* _Task_
Copy each line of the following material that has the string "getTimeTotal".

======

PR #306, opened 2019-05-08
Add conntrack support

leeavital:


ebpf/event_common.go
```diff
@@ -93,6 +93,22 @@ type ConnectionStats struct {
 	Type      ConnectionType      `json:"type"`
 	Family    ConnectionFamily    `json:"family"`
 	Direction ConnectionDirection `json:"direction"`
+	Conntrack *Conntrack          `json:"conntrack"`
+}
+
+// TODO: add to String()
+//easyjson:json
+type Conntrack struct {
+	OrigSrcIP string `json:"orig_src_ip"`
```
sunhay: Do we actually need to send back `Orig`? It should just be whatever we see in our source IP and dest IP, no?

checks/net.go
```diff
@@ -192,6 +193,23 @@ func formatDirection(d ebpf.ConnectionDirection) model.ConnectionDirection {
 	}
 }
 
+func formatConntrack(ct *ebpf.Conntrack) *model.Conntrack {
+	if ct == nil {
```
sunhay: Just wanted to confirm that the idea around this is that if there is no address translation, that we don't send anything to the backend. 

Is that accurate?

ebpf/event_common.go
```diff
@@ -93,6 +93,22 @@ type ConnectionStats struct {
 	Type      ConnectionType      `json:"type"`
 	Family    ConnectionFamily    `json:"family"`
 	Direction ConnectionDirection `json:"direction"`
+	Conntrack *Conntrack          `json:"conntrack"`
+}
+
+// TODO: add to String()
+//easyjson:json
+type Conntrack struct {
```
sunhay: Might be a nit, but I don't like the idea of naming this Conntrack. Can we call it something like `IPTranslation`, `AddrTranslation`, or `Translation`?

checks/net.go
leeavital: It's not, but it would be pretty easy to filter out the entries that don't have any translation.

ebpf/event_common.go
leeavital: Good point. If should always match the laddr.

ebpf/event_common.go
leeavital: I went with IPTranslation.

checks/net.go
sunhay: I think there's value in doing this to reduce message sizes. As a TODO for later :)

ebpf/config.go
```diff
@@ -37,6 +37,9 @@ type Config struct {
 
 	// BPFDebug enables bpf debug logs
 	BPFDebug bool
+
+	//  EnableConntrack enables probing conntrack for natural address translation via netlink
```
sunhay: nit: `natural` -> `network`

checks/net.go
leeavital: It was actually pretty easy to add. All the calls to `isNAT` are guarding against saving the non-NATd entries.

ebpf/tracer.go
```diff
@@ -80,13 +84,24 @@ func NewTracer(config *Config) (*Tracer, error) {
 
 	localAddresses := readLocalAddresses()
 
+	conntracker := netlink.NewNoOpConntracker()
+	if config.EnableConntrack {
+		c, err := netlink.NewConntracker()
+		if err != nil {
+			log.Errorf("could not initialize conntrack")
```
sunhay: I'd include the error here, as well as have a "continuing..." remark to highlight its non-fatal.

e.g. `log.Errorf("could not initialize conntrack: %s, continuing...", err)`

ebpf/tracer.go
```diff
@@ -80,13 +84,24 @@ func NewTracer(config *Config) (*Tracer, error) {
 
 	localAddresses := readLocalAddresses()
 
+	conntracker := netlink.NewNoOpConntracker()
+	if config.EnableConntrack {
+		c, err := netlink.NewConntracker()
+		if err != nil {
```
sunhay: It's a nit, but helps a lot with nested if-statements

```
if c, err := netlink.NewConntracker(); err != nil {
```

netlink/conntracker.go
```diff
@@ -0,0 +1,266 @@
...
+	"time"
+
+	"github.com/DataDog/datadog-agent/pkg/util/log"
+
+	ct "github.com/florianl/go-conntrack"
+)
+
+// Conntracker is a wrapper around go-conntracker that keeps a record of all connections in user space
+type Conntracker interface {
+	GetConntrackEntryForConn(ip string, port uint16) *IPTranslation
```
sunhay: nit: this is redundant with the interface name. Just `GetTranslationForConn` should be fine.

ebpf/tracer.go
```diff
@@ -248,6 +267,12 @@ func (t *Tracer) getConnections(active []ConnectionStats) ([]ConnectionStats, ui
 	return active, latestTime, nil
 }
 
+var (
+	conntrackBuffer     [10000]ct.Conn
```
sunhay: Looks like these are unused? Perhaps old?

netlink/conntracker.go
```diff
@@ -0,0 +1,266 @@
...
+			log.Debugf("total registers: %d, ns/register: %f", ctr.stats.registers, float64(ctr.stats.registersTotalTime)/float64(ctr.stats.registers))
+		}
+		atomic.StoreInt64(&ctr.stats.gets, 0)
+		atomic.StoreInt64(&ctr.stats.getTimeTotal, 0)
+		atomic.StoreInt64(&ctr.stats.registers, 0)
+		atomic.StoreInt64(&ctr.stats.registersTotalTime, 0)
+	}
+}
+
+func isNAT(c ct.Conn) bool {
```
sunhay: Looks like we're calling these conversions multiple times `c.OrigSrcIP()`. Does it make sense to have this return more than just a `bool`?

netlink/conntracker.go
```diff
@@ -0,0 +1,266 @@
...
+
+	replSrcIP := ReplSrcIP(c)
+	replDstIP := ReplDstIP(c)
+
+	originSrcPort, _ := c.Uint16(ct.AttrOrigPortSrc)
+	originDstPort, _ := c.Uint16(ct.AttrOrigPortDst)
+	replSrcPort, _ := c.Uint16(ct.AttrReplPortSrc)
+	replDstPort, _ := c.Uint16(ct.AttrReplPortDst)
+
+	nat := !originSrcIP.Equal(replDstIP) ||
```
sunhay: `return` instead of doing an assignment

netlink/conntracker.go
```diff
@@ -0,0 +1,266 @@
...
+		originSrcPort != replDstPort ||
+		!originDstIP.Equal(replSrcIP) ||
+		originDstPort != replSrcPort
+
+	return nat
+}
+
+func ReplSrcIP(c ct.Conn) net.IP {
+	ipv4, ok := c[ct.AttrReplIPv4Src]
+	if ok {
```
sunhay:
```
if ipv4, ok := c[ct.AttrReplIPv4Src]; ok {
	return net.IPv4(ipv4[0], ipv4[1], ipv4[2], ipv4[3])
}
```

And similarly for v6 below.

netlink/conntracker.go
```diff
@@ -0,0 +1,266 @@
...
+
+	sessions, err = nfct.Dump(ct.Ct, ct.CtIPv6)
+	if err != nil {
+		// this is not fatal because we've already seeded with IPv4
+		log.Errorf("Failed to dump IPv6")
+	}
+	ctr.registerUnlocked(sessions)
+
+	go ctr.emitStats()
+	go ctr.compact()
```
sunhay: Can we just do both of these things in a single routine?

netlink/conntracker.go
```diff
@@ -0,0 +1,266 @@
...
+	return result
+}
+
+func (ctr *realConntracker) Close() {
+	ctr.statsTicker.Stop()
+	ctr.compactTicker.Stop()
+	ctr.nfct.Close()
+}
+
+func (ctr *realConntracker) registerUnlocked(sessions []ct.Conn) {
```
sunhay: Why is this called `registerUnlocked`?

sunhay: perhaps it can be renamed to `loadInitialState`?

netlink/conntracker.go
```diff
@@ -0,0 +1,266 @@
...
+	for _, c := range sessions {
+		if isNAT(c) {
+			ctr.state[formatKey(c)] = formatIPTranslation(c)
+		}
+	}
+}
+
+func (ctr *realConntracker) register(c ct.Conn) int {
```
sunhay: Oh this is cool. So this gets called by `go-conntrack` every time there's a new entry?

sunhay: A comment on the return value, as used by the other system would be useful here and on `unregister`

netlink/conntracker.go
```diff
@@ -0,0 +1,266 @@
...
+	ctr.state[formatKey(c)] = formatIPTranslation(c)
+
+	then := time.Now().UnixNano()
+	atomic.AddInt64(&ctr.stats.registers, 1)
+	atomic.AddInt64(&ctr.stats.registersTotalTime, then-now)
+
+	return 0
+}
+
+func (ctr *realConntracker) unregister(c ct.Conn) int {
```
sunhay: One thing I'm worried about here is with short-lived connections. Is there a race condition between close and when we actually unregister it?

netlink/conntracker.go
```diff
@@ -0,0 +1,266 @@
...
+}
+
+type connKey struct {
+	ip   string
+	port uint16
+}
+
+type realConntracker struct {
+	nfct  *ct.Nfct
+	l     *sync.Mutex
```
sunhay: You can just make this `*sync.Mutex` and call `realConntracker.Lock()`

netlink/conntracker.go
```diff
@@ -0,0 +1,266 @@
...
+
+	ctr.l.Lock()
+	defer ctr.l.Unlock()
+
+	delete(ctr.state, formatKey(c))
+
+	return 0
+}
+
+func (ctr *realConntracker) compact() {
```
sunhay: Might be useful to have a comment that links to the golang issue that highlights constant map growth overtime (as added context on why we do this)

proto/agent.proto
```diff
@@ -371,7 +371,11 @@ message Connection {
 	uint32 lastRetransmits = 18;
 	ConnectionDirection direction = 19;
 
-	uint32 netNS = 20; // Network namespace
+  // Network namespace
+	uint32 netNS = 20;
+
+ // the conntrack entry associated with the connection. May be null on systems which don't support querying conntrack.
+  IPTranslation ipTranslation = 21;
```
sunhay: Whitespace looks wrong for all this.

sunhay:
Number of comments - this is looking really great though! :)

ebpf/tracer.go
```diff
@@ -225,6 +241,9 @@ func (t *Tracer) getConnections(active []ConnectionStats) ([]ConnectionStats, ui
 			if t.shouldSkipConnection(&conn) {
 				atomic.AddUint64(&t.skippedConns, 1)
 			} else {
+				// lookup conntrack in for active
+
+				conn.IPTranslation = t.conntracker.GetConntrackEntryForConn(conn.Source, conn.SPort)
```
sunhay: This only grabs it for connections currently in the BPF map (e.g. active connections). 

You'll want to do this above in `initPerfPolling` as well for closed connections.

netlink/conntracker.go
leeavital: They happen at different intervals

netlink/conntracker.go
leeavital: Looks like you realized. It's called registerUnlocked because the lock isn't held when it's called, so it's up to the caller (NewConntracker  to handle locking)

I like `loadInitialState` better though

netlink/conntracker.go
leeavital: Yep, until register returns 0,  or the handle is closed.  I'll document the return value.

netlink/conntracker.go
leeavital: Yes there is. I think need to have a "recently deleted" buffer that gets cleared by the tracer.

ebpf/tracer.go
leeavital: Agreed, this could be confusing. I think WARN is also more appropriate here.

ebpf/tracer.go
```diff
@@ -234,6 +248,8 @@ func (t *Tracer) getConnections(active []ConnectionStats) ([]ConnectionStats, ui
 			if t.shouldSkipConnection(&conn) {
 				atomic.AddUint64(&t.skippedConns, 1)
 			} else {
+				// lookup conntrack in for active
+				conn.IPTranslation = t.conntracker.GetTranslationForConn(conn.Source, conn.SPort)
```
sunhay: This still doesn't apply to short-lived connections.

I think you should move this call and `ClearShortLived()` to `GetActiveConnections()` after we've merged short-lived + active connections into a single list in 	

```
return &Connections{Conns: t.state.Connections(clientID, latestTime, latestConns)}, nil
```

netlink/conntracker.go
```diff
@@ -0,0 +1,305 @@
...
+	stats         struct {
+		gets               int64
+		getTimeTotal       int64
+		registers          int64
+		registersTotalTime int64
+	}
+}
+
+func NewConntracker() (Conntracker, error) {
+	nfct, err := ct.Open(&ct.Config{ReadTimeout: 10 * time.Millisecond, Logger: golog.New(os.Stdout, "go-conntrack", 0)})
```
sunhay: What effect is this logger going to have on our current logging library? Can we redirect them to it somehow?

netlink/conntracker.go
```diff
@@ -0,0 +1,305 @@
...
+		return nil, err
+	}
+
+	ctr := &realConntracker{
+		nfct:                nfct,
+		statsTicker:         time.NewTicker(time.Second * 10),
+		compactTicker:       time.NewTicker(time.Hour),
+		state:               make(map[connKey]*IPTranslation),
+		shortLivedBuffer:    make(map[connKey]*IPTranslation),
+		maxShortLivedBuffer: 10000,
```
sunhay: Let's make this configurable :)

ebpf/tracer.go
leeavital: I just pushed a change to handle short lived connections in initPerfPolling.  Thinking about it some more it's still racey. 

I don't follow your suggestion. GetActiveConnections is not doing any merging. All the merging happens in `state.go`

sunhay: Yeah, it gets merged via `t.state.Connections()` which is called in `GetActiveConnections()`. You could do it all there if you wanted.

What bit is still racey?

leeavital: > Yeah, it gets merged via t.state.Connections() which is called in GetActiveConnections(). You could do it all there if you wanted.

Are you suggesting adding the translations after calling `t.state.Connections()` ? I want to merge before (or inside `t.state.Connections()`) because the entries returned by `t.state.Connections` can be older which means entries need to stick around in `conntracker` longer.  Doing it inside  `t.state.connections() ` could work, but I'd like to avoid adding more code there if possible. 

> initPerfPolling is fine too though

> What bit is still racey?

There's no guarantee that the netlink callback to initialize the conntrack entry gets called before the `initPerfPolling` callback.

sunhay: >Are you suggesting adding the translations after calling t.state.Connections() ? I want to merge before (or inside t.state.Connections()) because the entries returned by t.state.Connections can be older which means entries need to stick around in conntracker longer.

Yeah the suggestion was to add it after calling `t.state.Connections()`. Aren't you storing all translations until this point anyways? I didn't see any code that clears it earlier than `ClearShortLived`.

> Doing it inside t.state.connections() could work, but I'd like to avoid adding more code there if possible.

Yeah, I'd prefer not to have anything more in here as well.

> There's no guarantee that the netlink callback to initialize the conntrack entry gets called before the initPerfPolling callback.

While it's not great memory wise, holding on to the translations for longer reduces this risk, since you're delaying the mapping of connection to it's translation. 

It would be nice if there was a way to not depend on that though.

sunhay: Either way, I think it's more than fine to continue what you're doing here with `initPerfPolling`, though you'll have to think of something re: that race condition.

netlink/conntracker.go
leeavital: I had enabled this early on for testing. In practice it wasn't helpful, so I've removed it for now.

======

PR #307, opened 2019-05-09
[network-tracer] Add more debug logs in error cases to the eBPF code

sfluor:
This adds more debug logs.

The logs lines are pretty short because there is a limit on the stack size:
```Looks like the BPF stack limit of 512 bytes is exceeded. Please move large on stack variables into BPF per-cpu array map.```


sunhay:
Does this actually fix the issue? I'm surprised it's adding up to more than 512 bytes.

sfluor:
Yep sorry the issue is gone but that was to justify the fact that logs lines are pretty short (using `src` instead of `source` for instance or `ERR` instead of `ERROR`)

======

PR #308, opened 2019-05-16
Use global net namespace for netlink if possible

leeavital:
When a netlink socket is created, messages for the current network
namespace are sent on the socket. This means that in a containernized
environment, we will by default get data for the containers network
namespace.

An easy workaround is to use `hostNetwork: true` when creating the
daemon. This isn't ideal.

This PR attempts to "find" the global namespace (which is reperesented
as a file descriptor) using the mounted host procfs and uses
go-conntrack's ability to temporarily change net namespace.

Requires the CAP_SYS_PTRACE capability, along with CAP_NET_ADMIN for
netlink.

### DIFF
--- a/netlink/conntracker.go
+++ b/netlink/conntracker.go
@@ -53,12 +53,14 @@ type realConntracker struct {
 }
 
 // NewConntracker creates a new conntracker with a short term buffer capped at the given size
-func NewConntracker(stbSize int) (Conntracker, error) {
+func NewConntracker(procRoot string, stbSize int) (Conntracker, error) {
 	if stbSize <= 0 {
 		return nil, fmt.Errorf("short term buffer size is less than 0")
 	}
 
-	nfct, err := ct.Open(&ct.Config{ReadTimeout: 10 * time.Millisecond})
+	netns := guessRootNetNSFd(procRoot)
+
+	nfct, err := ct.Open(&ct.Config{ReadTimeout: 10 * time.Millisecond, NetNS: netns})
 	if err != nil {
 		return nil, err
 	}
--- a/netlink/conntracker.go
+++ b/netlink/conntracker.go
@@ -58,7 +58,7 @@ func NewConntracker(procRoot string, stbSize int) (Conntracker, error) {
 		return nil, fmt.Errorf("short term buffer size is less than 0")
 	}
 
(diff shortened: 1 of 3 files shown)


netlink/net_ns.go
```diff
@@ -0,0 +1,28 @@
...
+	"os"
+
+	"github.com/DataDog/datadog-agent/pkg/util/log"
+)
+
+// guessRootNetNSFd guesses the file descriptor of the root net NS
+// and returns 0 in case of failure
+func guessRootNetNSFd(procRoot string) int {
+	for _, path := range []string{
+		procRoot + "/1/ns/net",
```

======

* _Written reply_
+		atomic.StoreInt64(&ctr.stats.getTimeTotal, 0)
+		getTimeTotal       int64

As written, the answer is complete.